### TO DO
Report, word for word, every line of the material that contains "void".

### GIVEN RECORDS
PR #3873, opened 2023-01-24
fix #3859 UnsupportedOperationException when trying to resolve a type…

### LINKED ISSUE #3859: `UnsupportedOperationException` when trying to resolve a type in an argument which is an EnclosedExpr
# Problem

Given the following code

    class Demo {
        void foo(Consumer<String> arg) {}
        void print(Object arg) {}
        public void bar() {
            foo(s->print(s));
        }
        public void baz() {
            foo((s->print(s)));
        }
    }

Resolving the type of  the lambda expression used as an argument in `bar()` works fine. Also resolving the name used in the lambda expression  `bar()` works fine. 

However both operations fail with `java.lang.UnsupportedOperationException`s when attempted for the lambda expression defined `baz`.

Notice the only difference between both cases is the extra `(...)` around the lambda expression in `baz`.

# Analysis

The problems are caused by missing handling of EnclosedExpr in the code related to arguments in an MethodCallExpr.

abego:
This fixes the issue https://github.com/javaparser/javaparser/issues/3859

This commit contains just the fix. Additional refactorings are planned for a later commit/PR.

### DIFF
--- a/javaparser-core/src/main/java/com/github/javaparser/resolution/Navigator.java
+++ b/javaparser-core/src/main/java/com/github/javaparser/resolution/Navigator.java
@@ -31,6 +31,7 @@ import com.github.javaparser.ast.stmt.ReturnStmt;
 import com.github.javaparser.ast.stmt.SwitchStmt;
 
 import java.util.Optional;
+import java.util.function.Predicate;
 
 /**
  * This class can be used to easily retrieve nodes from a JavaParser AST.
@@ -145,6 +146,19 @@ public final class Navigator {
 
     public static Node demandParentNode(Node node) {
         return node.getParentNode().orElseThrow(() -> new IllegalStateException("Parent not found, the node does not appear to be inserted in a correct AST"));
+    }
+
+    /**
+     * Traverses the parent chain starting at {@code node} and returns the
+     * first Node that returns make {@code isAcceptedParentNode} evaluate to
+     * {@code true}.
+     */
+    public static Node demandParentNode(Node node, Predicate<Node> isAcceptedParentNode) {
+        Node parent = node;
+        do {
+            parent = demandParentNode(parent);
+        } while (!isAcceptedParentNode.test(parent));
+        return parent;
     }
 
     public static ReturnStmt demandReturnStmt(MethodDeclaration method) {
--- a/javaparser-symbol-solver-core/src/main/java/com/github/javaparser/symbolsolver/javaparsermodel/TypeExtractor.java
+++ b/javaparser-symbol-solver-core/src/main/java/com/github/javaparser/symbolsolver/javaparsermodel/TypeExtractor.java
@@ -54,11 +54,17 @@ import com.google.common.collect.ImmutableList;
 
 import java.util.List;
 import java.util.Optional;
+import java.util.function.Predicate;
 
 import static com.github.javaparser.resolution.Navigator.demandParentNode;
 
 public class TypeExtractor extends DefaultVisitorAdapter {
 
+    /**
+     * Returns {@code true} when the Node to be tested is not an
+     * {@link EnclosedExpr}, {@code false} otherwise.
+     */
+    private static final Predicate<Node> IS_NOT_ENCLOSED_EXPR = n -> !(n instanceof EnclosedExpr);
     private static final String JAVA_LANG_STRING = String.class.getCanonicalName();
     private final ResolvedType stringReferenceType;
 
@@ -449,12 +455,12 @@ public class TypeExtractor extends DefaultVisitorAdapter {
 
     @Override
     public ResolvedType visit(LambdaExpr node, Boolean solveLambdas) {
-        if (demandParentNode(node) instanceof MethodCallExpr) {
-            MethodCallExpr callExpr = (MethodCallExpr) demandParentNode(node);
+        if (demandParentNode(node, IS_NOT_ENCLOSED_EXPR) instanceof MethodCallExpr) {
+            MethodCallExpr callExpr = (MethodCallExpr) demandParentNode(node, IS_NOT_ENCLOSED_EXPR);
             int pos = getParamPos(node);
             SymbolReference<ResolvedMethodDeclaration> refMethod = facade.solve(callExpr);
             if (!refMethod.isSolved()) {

### OUTPUT FOR THIS TASK
        void foo(Consumer<String> arg) {}
        void print(Object arg) {}
        public void bar() {
        public void baz() {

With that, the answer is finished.